[EXERCISE DETAILS] Nothing outside the range below should be printed. Output exactly the lines from the line with "For consistency, would" to the line with "aapierce0: Whoops! My", both included.

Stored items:
PR #327, opened 2017-07-14
SwiftMatrixSDK: Add swift refinements to MXSession event listeners.

aapierce0:
Signed-off-by: Avery Pierce <aapierce0@gmail.com>

### DIFF
--- a/MatrixSDK/Contrib/Swift/Data/MXSessionEventListener.swift
+++ b/MatrixSDK/Contrib/Swift/Data/MXSessionEventListener.swift
@@ -1,10 +1,18 @@
-//
-//  MXSessionEventListener.swift
-//  MatrixSDK
-//
-//  Created by Avery Pierce on 7/12/17.
-//  Copyright © 2017 matrix.org. All rights reserved.
-//
+/*
+ Copyright 2017 Avery Pierce
+ 
+ Licensed under the Apache License, Version 2.0 (the "License");
+ you may not use this file except in compliance with the License.
+ You may obtain a copy of the License at
+ 
+ http://www.apache.org/licenses/LICENSE-2.0
+ 
+ Unless required by applicable law or agreed to in writing, software
+ distributed under the License is distributed on an "AS IS" BASIS,
+ WITHOUT WARRANTIES OR CONDITIONS OF ANY KIND, either express or implied.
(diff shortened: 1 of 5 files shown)


MatrixSDK/Contrib/Swift/Data/MXSessionEventListener.swift
```diff
@@ -0,0 +1,20 @@
+//
+//  MXSessionEventListener.swift
+//  MatrixSDK
+//
+//  Created by Avery Pierce on 7/12/17.
+//  Copyright © 2017 matrix.org. All rights reserved.
```
manuroe: Unfortunately, matrix.org is not yet a foundation, nor a legal entity. Could you please remove this copyright line?
For consistency, would it be possible to use the same licence and file header as you did before (like https://github.com/matrix-org/matrix-ios-sdk/blob/6201d5709a634f7c0ea85679c04d12bf582dedab/MatrixSDK/SwiftMatrixSDK.h)?

MatrixSDK/Contrib/Swift/MXSession.swift
```diff
@@ -275,4 +275,28 @@ public extension MXSession {
...
+    
+    /**
+     Register a global listener to events related to the current session.
+     
+     The listener will receive all events including all events of all rooms.
+     
+     - parameters:
+        - types: an array of event types to listen to
+        - block: the block that will be called once a new event has been handled.
+        - returns: a reference to use to unregister the listener
```
manuroe: \"- returns" should have the same indentation as \"- parameters"

MatrixSDK/Contrib/Swift/Data/MXSessionEventListener.swift
aapierce0: Whoops! My mistake. I had fixed this in my local copy already, but I guess I forgot to push the change to Github before submitting the PR. It should be fixed now.

MatrixSDK/Contrib/Swift/MXSession.swift
aapierce0: Good catch! This is fixed in https://github.com/matrix-org/matrix-ios-sdk/pull/327/commits/17383a2b0138f71e5b4bd2c3e235afa9ab978dfb

PR #331, opened 2017-07-18
MXSession unknown token failure callback

aapierce0:
I encountered an issue in my client project where the `-[MXSession start:failure:]` method would not call the failure block if the token was invalid.

signed-off-by: Avery Pierce <aapierce0@gmail.com>

### DIFF
--- a/MatrixSDK/MXSession.m
+++ b/MatrixSDK/MXSession.m
@@ -1008,6 +1008,12 @@ typedef void (^MXOnResumeDone)();
             {
                 NSLog(@"[MXSession] The access token is no more valid. Go to MXSessionStateUnknownToken state.");
                 [self setState:MXSessionStateUnknownToken];
+                
+                // Inform the caller that an error has occurred
+                if (failure)
+                {
+                    failure(error);
+                }
 
                 // Do nothing more because without a valid access_token, the session is useless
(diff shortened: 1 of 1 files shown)


aapierce0:
Actually, I'm looking more closely at this `-[MXSession serverSyncWithServerTimeout:...]` method, and I see that there are several cases where the method can return without calling any callback, for instance when the session was closed or paused before the sync has completed.

Was it designed this way on purpose? Are there known cases where I should *expect* the callback not to be called?

manuroe:
> Was it designed this way on purpose? 
Not at all. Thanks for pointing it out.
There was a lot of changes in this method and we have probably missed some error cases. We should fix all of these holes.

manuroe:
@aapierce0: for reference, there is no issue in this case on Riot because the app listens to the MXSession state change.

ronnie-codes:
This is still happening on `0.26.12`. I don't receive a state change notification either. Client tries to start a session with a token that has been invalidated, and I get the following log but no failure callback. Any ideas?
```
[MXHTTPClient] Error JSONResponse: {
    errcode = "M_UNKNOWN_TOKEN";
    error = "Invalid access token passed.";
    "soft_logout" = 0;
}
```

PR #349, opened 2017-08-08
MXRoomState: Improve algorithm to manage room members displaynames disambiguation

manuroe:
This improves the code in 2 ways:
 - speed: the loop in the memberName method took 4ms per member in a room like MatrixHQ. As there is a lot of membership changes in this room, there was very often a reset on the cache, which made it a bit useless.
 - more robust against race condition: MatrixKit calls the memberName method on one of its processing queue. The new implementation of memberName does only read operations on ivars which is less risky than the write to `membersNamesCache` it did before. It should fix https://github.com/matrix-org/riot-ios-rageshakes/issues/132 (App crashed I don't know why, suspect memory issues / Crash in [MXRoomState copyWithZone:])

### DIFF
--- a/MatrixSDK/Data/MXRoomState.m
+++ b/MatrixSDK/Data/MXRoomState.m
@@ -656,8 +656,7 @@
     {
         return nil;
     }
-    
-    // First, lookup in the cache
+
     NSString *displayName;
 
     // Get the user display name from the member list of the room
--- a/MatrixSDK/Data/MXRoomState.m
+++ b/MatrixSDK/Data/MXRoomState.m
@@ -58,11 +58,11 @@
     NSInteger maxPowerLevel;
 
     /**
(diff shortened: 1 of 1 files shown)


MatrixSDK/Data/MXRoomState.m
```diff
@@ -614,44 +652,35 @@ - (MXRoomThirdPartyInvite *)thirdPartyInviteWithToken:(NSString *)thirdPartyInvi
 - (NSString*)memberName:(NSString*)userId
 {
     // Sanity check (ignore the request if the room state is not initialized yet)
-    if (!userId.length || !membersNamesCache)
+    if (!userId.length || !membersNamesInUse)
     {
         return nil;
     }
     
     // First, lookup in the cache
```
giomfo: please remove this comment

PR #352, opened 2017-08-18
Fix retain cycle between room and eventTimeLine

samuel-gallet:


manuroe:
All right. @samuel-gallet, please sign off.

samuel-gallet:
Samuel Gallet - samuel.gallet@applidium.com

PR #1664, opened 2022-12-15
Do not track cancellation errors

Anderas:
We log errors in a lot of places across the codebase via `MXLog.error(... error)` passing in any error that was returned from some api, incl rest clients that may return cancellation errors. These are not userful to track in analytics as they occur due to some user action. Instead of filtering them out in the many many places where we log errors, we will filter them out all at once in `MXAnalyticsDestination`

### DIFF
--- a/MatrixSDK/Utils/Logs/MXAnalyticsDestination.swift
+++ b/MatrixSDK/Utils/Logs/MXAnalyticsDestination.swift
@@ -30,10 +30,18 @@ class MXAnalyticsDestination: BaseDestination {
     
     override func send(_ level: SwiftyBeaver.Level, msg: String, thread: String, file: String, function: String, line: Int, context: Any? = nil) -> String? {
         let message = super.send(level, msg: msg, thread: thread, file: file, function: function, line: line, context: context)
-        #if !DEBUG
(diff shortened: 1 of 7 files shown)


MatrixSDK/Utils/Logs/MXAnalyticsDestination.swift
```diff
@@ -30,12 +30,20 @@ class MXAnalyticsDestination: BaseDestination {
     
     override func send(_ level: SwiftyBeaver.Level, msg: String, thread: String, file: String, function: String, line: Int, context: Any? = nil) -> String? {
         let message = super.send(level, msg: msg, thread: thread, file: file, function: function, line: line, context: context)
-        #if !DEBUG
```
Anderas, line 33: Moving the compiler check to the parent, otherwise cannot write unit tests for this class

pixlwave (approved):
LGTM, sensible change 👏

Maybe worth doing the same for `NSURLErrorNotConnectedToInternet`, but presumably this is driven by looking at the reports on Sentry.

Anderas:
> LGTM, sensible change 👏
> 
> Maybe worth doing the same for `NSURLErrorNotConnectedToInternet`, but presumably this is driven by looking at the reports on Sentry.

Yea exactly. And actually network connectivity errors may still be useful to track, because they are not caused / expected by the user, so typically result in some kind of visible error, unlike explicit cancellations.

PR #1673, opened 2022-12-23
Capture decryption errors (PSG-1023)

alfogrillo:
### Description

This PR adds a logic to consider events not decrypted inside a `PollAggregator`.

The final goal is to warn the user when a poll is affected by decryption errors since otherwise the votes count may be different across sessions of the same user or different users in the same room.

**Related PR**: https://github.com/vector-im/element-ios/pull/7206

### DIFF
--- a/MatrixSDK/MXSession.m
+++ b/MatrixSDK/MXSession.m
@@ -71,7 +71,6 @@ NSString *const kMXSessionDidUpdateGroupSummaryNotification = @"kMXSessionDidUpd
 NSString *const kMXSessionDidUpdateGroupRoomsNotification = @"kMXSessionDidUpdateGroupRoomsNotification";
 NSString *const kMXSessionDidUpdateGroupUsersNotification = @"kMXSessionDidUpdateGroupUsersNotification";
 NSString *const kMXSessionDidUpdatePublicisedGroupsForUsersNotification = @"kMXSessionDidUpdatePublicisedGroupsForUsersNotification";
-NSString *const kMXSessionDidFailToDecryptEventsNotification = @"kMXSessionDidFailToDecryptEventsNotification";
 
 NSString *const kMXSessionNotificationRoomIdKey = @"roomId";
 NSString *const kMXSessionNotificationGroupKey = @"group";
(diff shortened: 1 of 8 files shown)


MatrixSDK/Room/Polls/PollAggregator.swift
```diff
@@ -52,6 +52,7 @@ public class PollAggregator {
     
     private var events: [MXEvent] = []
     private var hasBeenEdited = false
+    private var relatedErroredEvents: Set<String> = []
```
Anderas, line 55: Optional: `Errored` does seem to be grammatical, though I find it a bit unusual and almost looks like a typo. Maybe `Failed` would be better? Alternatively if this only captures decryption errors, it could even be `relatedUndecryptableEvents`

MatrixSDK/MXSession.m
```diff
@@ -5000,6 +5002,12 @@ - (void)decryptEvents:(NSArray<MXEvent*> *)events
                 }
             }
             
+            if (failedEvents.count > 0) {
+                [NSNotificationCenter.defaultCenter postNotificationName:kMXSessionDidFailToDecryptEventsNotification
```
Anderas, line 5006: There is already class `DecryptionFailureTracker` that deals with decryption failures (and logs them to Posthog analytics). It has some additional checks (i.e. not report if user has not joined the room) and is triggered when rendering the timeline (whereas `MXSession decrypt` could be called in other circumstances as well. I think it would be better to group this functionality instead of reporting failures from multiple places. Could you have a look whether the notification could be posted from there?

MatrixSDK/Room/Polls/PollAggregator.swift
alfogrillo: Yeah, it capture just crypto errors.
`relatedUndecryptableEvents` looks better. ;-)

alfogrillo: Applied -> https://github.com/matrix-org/matrix-ios-sdk/pull/1673/commits/7a29bc6bc5f6972427c8f6c71af39c2fe051eba9

MatrixSDK/MXSession.m
Anderas: Hm I understand. I think the truth is that this has not been really consolidated properly before, so different parts of the SDK / app are doing their own tracking. Ideallly the tracking would be handled inside `MXCrypto`, but since we now have two versions, what you did makes sense, especially since the `MXSession` is already collecting `failedEvents` 👍

Anderas (approved):

PR #1674, opened 2023-01-04
Render m.poll.end event (PSG-196)

alfogrillo:
This PR:
- Adds a new init for the `PollAggregator` so that it will be able to aggregate a poll starting from a `m.poll.end` event
- Enable replies for a `m.poll.end` event


stefanceriu (approved):
Looks good to me 👍

PR #1675, opened 2023-01-06
Replace `MXTaskQueue` with `MXSerialTaskScheduler`

Anderas:
I have previously added `MXTaskQueue` (a serial queue for executing `Task`s) to `MXCryptoMachine` in order to control access to shared resources and prevent certain types of data races. Whilst this worked correctly, I later realized that a queue was actually the incorrect data structure to use as it allows the enquing of an unlimited number of future tasks. In reality we should only have at most one "next" task that will start after the current one completes. This will prevent performing a potentially large number of unnecessary operations, when the client schedules a task multiple times.

Since the `MXTaskQueue` is not being used anywhere else, I am deleting it entirely.


Anderas:
Closing as I haven't considered use case with varying parameters yet

Issue #1670, opened 2022-12-20
CryptoV2 is not tracking users on membership changes, and only querying keys for unknown users if forceDownload is true


BillCarsonFr:
MXCryptoV2 is not listening to room membership events of encrypted rooms in order to start tracking their devices (ask olmMachine to query keys).
That is problematic if computeE2ERoomSummaryTrust is FALSE, as the keys will be downloaded later when sending a message, and that could affect message sending time.

Also `MXCryptoV2.downloadKeys` looks like it's not behaving as expected?
If forceDownload is false, it will only return keys in cache.
It should in this case check what keys are missing from the provided user list, and only querying for them and return the newly downloaded one + the one that are already in cache

Issue #1668, opened 2022-12-19
MXCrossSigningV2 calls to keys/query on refreshState


BillCarsonFr:
Looks like each time the app enters foreground (or is launched), a keys/query for our own user is done 4 times in a row

PR #1676, opened 2023-01-09
Add keys query scheduler

Anderas:
Fixes https://github.com/matrix-org/matrix-ios-sdk/issues/1668 and partially resolves https://github.com/matrix-org/matrix-ios-sdk/issues/1670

[SOLUTION TO THIS TASK]
For consistency, would it be possible to use the same licence and file header as you did before (like https://github.com/matrix-org/matrix-ios-sdk/blob/6201d5709a634f7c0ea85679c04d12bf582dedab/MatrixSDK/SwiftMatrixSDK.h)?

MatrixSDK/Contrib/Swift/MXSession.swift
```diff
@@ -275,4 +275,28 @@ public extension MXSession {
...
+    
+    /**
+     Register a global listener to events related to the current session.
+     
+     The listener will receive all events including all events of all rooms.
+     
+     - parameters:
+        - types: an array of event types to listen to
+        - block: the block that will be called once a new event has been handled.
+        - returns: a reference to use to unregister the listener
```
manuroe: \"- returns" should have the same indentation as \"- parameters"

MatrixSDK/Contrib/Swift/Data/MXSessionEventListener.swift
aapierce0: Whoops! My mistake. I had fixed this in my local copy already, but I guess I forgot to push the change to Github before submitting the PR. It should be fixed now.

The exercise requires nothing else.